Look through the entries for the string "dependabot" and copy every line where it shows up.

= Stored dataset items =

·····

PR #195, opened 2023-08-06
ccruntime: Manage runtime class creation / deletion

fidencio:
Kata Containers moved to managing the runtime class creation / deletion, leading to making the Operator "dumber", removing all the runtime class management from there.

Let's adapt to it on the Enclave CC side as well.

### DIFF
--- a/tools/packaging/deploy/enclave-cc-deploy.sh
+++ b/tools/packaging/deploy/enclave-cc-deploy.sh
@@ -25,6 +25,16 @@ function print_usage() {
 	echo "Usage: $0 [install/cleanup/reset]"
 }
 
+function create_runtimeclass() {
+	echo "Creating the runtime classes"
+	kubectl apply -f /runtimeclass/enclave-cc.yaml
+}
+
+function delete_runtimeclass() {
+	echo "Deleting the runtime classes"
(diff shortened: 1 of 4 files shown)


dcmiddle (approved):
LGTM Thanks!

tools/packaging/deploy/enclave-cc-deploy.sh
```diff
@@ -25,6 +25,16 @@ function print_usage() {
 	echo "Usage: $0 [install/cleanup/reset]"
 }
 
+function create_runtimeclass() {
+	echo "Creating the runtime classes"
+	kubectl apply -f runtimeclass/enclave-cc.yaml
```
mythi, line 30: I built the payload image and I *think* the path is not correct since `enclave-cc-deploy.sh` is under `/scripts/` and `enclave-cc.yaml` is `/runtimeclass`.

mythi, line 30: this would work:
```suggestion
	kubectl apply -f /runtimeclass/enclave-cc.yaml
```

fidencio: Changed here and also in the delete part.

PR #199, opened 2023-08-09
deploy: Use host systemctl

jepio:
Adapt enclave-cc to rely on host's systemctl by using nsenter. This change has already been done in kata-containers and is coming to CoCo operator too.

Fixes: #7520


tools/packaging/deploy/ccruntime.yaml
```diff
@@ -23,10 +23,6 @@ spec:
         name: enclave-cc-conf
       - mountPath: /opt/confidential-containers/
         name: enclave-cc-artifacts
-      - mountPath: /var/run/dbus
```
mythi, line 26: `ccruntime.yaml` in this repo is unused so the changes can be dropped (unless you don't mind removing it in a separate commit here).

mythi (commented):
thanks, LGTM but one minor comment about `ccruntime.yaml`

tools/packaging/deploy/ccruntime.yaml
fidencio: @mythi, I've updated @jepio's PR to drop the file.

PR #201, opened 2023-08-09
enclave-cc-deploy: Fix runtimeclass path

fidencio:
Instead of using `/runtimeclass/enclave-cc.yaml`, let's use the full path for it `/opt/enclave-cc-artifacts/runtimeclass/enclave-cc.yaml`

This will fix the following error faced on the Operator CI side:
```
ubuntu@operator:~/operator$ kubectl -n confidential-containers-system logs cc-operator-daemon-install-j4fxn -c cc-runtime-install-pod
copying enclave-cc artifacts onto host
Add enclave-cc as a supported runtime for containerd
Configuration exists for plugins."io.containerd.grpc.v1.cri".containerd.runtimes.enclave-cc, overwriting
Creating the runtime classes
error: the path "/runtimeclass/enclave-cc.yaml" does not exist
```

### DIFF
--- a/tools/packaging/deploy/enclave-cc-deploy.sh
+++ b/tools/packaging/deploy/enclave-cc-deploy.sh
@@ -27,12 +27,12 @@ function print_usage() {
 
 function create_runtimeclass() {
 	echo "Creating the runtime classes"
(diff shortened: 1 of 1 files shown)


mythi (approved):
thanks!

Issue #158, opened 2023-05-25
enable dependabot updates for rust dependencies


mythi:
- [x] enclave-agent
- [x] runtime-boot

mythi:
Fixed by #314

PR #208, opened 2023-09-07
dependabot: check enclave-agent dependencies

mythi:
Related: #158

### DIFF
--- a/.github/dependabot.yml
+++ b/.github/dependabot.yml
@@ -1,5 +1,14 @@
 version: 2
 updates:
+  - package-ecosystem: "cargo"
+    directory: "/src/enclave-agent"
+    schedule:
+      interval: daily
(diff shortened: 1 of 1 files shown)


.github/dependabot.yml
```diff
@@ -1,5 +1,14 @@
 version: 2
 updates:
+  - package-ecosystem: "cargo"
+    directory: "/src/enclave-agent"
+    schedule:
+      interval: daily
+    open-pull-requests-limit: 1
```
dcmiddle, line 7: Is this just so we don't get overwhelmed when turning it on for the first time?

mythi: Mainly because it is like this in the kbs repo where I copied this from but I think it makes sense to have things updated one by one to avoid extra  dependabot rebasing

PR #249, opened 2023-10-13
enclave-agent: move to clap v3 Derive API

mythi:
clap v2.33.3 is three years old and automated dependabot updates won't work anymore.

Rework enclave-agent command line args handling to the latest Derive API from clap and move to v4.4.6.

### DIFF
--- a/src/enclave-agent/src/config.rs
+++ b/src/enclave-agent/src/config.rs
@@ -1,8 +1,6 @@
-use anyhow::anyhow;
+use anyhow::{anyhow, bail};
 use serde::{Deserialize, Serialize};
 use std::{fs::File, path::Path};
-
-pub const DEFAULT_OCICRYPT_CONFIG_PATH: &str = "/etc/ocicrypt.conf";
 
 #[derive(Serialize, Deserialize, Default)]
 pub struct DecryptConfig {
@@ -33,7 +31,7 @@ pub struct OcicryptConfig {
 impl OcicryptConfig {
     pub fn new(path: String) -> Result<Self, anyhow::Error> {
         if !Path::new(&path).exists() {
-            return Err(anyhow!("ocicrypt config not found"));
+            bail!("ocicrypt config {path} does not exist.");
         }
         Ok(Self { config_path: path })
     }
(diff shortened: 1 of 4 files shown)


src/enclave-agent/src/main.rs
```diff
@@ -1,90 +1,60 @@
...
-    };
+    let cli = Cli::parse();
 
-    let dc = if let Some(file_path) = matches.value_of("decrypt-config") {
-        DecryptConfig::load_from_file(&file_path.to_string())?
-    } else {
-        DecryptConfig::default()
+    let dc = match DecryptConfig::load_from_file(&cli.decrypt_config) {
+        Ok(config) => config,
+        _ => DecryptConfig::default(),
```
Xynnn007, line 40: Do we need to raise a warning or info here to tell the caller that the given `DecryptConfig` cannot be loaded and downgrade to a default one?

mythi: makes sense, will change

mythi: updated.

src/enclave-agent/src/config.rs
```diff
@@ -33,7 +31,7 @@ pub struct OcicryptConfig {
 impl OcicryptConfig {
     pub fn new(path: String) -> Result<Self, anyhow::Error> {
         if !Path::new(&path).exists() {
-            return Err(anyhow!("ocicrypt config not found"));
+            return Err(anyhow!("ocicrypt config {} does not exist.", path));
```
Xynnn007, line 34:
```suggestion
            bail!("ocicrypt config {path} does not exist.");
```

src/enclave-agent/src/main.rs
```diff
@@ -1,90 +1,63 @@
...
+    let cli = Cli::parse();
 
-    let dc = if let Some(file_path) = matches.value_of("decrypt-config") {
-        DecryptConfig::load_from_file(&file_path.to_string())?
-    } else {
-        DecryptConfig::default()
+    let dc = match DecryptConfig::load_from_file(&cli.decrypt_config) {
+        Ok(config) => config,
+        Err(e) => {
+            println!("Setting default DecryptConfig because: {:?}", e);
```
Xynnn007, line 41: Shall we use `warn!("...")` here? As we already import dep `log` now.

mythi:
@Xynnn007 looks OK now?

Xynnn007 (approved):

·····

= COMPLETED EXERCISE =
enable dependabot updates for rust dependencies
dependabot: check enclave-agent dependencies
--- a/.github/dependabot.yml
+++ b/.github/dependabot.yml
.github/dependabot.yml
mythi: Mainly because it is like this in the kbs repo where I copied this from but I think it makes sense to have things updated one by one to avoid extra  dependabot rebasing
clap v2.33.3 is three years old and automated dependabot updates won't work anymore.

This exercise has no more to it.